También hay que comentar que el sorbete puede llevar alcohol. Es típico el sorbete de limón al cava (aunque también con otros licores).

Respecto a lo de mantecado, coincido con lo que dijo Chics, es un sabor distinto de la vainilla, además lleva canela y creo que más huevo (mi madre hace un mantecado espectacular ).

Saludos.

Ant


----------



## traduttrice81

Yo estoy en Italia y solo puedo deciros como los llamamos aqui a ver si interesa... Pero qué hambre!


----------



## Maria_del_Valle

jajaj..pues mantecado en la región de Andalucía es un polvorón (producto típico en navidad)


----------



## Namarne

Antpax said:


> También hay que comentar que el sorbete puede llevar alcohol.


Ya estamos, ya me extañaba a mí...  


> Es típico el sorbete de limón al cava (aunque también con otros licores).


Sííí... por aquí el sorbete de limón al _marc de cava_.  
(Por favor, parad ya...)


----------



## ToñoTorreón

lamartus said:


> Como explicó Chics debe ser un sabor regional. Si por acá pides un mantecado seguramente te den esto, que también está muy rico pero que no se come frío .
> 
> Solo por concretar: en mi zona helado, helado, sorbete, sorbete.
> Saludos.


 
No pude abrir el enlace del mantecado.

El primer enlace acá sería alguna especialidad, como el banana split. Pero está hecho con bolas de nieve/helado.

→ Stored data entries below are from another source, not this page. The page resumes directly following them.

PR #1048, opened 2026-08-16
Make dashboard failure metrics incident-aware instead of counting repeated events as independent failures

danieljhkim:
## Task

[ORB-10871](https://orbit-cli.com/tasks/ORB-10871) — Make dashboard failure metrics incident-aware instead of counting repeated events as independent failures

## Problem
The dashboard's scorecard flattens raw failed audit events into an agent reliability number. In the live Orbit view on 2026-08-15, Codex showed 446 failed calls out of 1,113, but the Audit drill-down showed that 422 of those failures were one repeated `fs.delete` pattern clustered at roughly the same time. The UI therefore presented one burst as hundreds of apparently independent quality failures.

The Errors view also renders propagation layers such as `implement_one`, `implement_bundle`, `require_child_success`, and `require_gate_success` as separate errors even when they originate from one failed run.

## Why It Matters
Raw event volume is useful for forensics, but treating it as incident count produces misleading scorecards and poor operational decisions. Operators need both the exact raw evidence and a root-cause-oriented view.

## Constraints / Notes
- Preserve raw event counts and access to every underlying audit record.
- Add a deterministic, project-agnostic incident/grouping contract based on durable metadata and error signatures; do not hardcode `fs.delete`, Codex, a workspace, or the observed counts.
- Do not silently discard expected negative-path, policy-denial, or propagated failure evidence. Classify and label it.
- Related completed work: ORB-10588 (pipeline reliability surface).

### Acceptance Criteria

- Scoreboard and diagnostics distinguish raw failed events from grouped failure incidents, and both counts are visibly labeled with their denominators and selected window.
- A synthetic burst of hundreds of identical failures is shown as one grouped incident with its raw event count, while unrelated failures remain separate incidents.
- Cascading pipeline errors from one run expose one root failure with the downstream propagation chain collapsed beneath it rather than implying independent root causes.
- Clicking an incident reveals the exact underlying audit events, actor, tool, run/task identifiers when present, first/last timestamps, and grouping signature.
- Expected negative-path failures, denials, and genuine unexpected failures remain distinguishable; no evidence is dropped from raw Audit views or exports.
- Grouping is project-agnostic and covered by deterministic store/API/UI tests with no hardcoded observed actor, tool, workspace, task, or event IDs.
- Rendered validation at desktop and a 480-720px viewport confirms the incident summary and expansion remain scannable without clipping, and focused tests plus git diff --check pass.

## Execution Summary

<details>

Made dashboard failure metrics incident-aware while keeping every raw audit row intact.

## Grouping contract (orbit-store)
New `crates/orbit-store/src/sqlite/audit_event_store/incident.rs` owns the whole contract, reading only durable audit columns:
- **Classification** — `denied` (status, or a `policy denied` / `capability denied` / `permission denied` message), `expected` (an `OrbitError`-derived caller-input negative path: invalid input, not found, validation failed, ...), otherwise `unexpected`. Classes never merge into one incident, so denials and expected negative paths stay separable from genuine failures.
- **Signature** — `class | role | surface | normalized message`, where `normalize_message` replaces volatile tokens by *shape* (`<path>`, `<num>`, `<id>`, `<uuid>`, `<hex>`, `<ts>`); a message-less failure falls back to its exit code. Nothing names a tool, agent, workspace, or task.
- **Clustering** — by `(job run, signature)`, so a burst of hundreds of identical refusals is one cluster carrying its raw `event_count` and a bounded sample of the exact rows.
- **Cascade collapse** — within one run, same-class clusters within `CASCADE_WINDOW_SECS` (60s) of each other collapse onto the earliest cluster (the root); the rest become its ordered `propagation` chain. A failure later in the same run, beyond that window, stays its own incident.
Output is deterministic and order-independent; `incident_id` is an FNV-1a hex handle over the grouping key.

`Store::get_failure_incidents` queries only `status != 'success'` rows and reports `raw_failed_events`, per-class raw/incident counts, and a `truncated` flag instead of silently capping. Added to `AuditEventStoreBackend` + the SQLite backend, exposed as `OrbitRuntime::audit_failure_incidents`. Refactored the three whole-row audit queries onto one shared `AUDIT_EVENT_COLUMNS` const rather than adding a fourth copy.

## API (orbit-web)
- New `api/incidents.rs` + `GET /api/audit/incidents?since=&class=&role=&limit=`: incidents with signature, class + label, actor, surface, first/last timestamps, run/task ids, propagation chain, and sample raw events — alongside the denominators (`total_events`, `raw_failed_events`, `incident_count`, per-class maps) and the echoed `window`. `since=all` is a valid lifetime scope; an unknown class is a 400. Messages and signatures pass through `redact_all`.
- `/api/audit/summary` gained `failed_events`, `failure_incidents`, and per-class breakdowns over the same window.
- `/api/scoreboard` gained per-agent `failure_incidents`, `failure_incident_events`, `unexpected_failure_incidents`, rolled up by canonical agent family (same normalization the existing audit overlays use) and honoring the selected window. `failed_tool_calls` / `tool_calls` are untouched.

## Dashboard
- Diagnostics gains an **Incidents** subtab (routed, aggregate-guarded, fetched against the shared dashboard window). Header reads `N incidents / M failed events`; the summary reads `grouped from M failed events of T audited events · window <w>`, with per-class chips showing `incidents/raw events`. A truncated scan says so.
- An incident expands to its grouping signature, classification, actor, surface, step, first/last timestamps, run/task ids, the propagation chain (labeled "downstream failures, not independent root causes"), and a table of the exact underlying audit events — plus buttons into the raw Audit view (now carrying the surface as a `tool` filter) and the owning run.
- Scoreboard keeps `tool fail/all` and adds a `fail inc/events` pair; every section badge names the selected window.
- CSS adds incident styling with 720px/520px reflow so the summary and expansion stay scannable without clipping.

## Validation
- `cargo test -p orbit-store --lib` 284 passed (11 new grouping tests: burst collapse, unrelated failures stay separate, cascade root + chain, post-window failure stays independent, three classes never merge, late-translated denial, order independence, normalization, exit-code fallback, store query preserves the raw view, truncation reported).
- `cargo test -p orbit-web --lib` 234 passed (6 new incidents endpoint tests, plus new audit-summary and scoreboard tests and a new `dashboard_assets` test pinning the UI contract). `cargo test -p orbit-core --lib` 795 passed.
- `make ci-fast` and `make ci-lint` both pass; `git diff --check` clean.
- Rendered validation: no browser engine is available in this runner, so pixel-level checking was not possible. Instead the real renderer was driven offline against a fixture payload through a minimal DOM shim — collapsed and expanded incident trees render correctly with all required fields and no errors — and the 480–720px reflow rules are asserted against `dashboard.css` in `dashboard_assets.rs`, matching the repo's existing convention for this class of AC (see `dashboard_managed_execution_cost_panel_has_responsive_presentation_hooks`). Unrestricted CI can arbitrate anything beyond that.

## Out-of-scope files touched
`crates/orbit-store/src/backend/{contracts/traits.rs,sqlite_backends.rs}` (the backend trait the runtime dispatches through — required to reach the new store query), `crates/orbit-core/src/{lib.rs,command/audit_event.rs}` (runtime method + re-exports), `crates/orbit-web/src/api/mod.rs` (route + module), and `crates/orbit-web/src/api/tests/reliability.rs` (pre-existing rustfmt violation in the base that `make ci-fast` rejects; formatting-only).

</details>

## Validation

- Not reported

## Branch Freshness

- Head ref: `orbit/ORB-10871-6a815a05`
- Behind base: 0
- Ahead of base: 1

### DIFF
--- a/crates/orbit-core/src/command/audit_event.rs
+++ b/crates/orbit-core/src/command/audit_event.rs
@@ -5,6 +5,7 @@ use orbit_common::types::{
 use orbit_store::{
     AuditEventFilter, AuditEventInsertParams, AuditRoleAggregate, AuditToolAggregate,
     AuditToolCallCountsByRole, AuditToolCallCountsBySurfaceAndRole, AuditTopToolCall,
+    FailureIncidentQuery, FailureIncidentReport,
 };
 
 use crate::OrbitRuntime;
@@ -243,6 +244,19 @@ impl OrbitRuntime {
         self.stores()
             .audit_events()
             .get_audit_event_aggregates_by_role(since)
+    }
+
+    /// Failure incidents grouped from the raw failed/denied audit rows in
+    /// `query`'s window [ORB-10871]. The report carries both the incident
+    /// list and the raw event denominators it was derived from, so a caller
+    /// never has to infer one count from the other. Raw rows are neither
+    /// mutated nor withheld — `list_audit_events_filtered` remains the
+    /// authority on evidence.
+    pub fn audit_failure_incidents(
+        &self,
+        query: &FailureIncidentQuery,
+    ) -> Result<FailureIncidentReport, OrbitError> {
+        self.stores().audit_events().get_failure_incidents(query)
     }
 
     /// Sorted `duration_ms` values for audit events with NULL `tool_name`
--- a/crates/orbit-core/src/lib.rs
+++ b/crates/orbit-core/src/lib.rs
@@ -86,6 +86,12 @@ pub use orbit_store::{
     AuditEventFilter, AuditEventInsertParams, AuditToolAggregate, V2AuditEventFilter,
     V2AuditEventInsertParams,
 };
+// Failure-incident grouping over the raw audit rows [ORB-10871]; consumed by
+// the dashboard's incident, audit-summary, and scoreboard surfaces.
+pub use orbit_store::{
+    CASCADE_WINDOW_SECS, FailureClass, FailureIncident, FailureIncidentQuery,
+    FailureIncidentReport, IncidentEventRef, PropagationLink,
+};
 // Routine fire records surfaced by the dashboard's routine-health JSON API.
 pub use orbit_store::{RoutineFireRecord, RoutineFireState};
 pub use runtime::engine::ResolvedCrewProjection;
--- a/crates/orbit-store/src/backend/contracts/traits.rs
+++ b/crates/orbit-store/src/backend/contracts/traits.rs
@@ -10,6 +10,7 @@ use std::collections::BTreeMap;
 
 use super::params::*;
 
+use crate::sqlite::audit_event_store::incident::{FailureIncidentQuery, FailureIncidentReport};
 use crate::sqlite::audit_event_store::{
     AuditEventFilter, AuditEventInsertParams, AuditRoleAggregate, AuditToolAggregate,
     AuditToolCallCountsByRole, AuditToolCallCountsBySurfaceAndRole, AuditTopToolCall,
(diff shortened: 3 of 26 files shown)


danieljhkim:
good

El segundo es una paleta, paleta de nieve o paleta de crema, específicamente un esquimal.

El tercero es una paleta, paleta de nieve o paleta de crema.

Y el cuarto no tengo idea de lo que sea. Parece un mojito o algo así. 

Esto es una nieve de raspa o un raspado. Es hielo raspado (de ahí su nombre) al que se le agrega jarabes de frutas u otros sabores. En Guatemala le llaman granizadas. (La foto está al final de la página). 

Y está también la nieve de garrafa, que se elabora con esto.

EDIT: ¡Gracias a Lamartus por las instrucciones!


----------



## ROSANGELUS

lamartus said:


> Como explicó Chics debe ser un sabor regional. Si por acá pides un mantecado seguramente te den esto, que también está muy rico pero que no se come frío .
> 
> Solo por concretar: en mi zona helado, helado, sorbete, sorbete.
> Saludos.


Hola:
El primero: por acá es una helado, parecido como dice Toño al banana split. 
El segindo: es una helado pero de paleta. "helado de paleta", en este caso cremoso.
El tercero: tambien helado de paleta, pero pareciera de agua.
el cuarto: por acá no lo llamarían helado, sino granizado.
y el que Toño nombre como "vieve de garrafa", por acá es una barquilla.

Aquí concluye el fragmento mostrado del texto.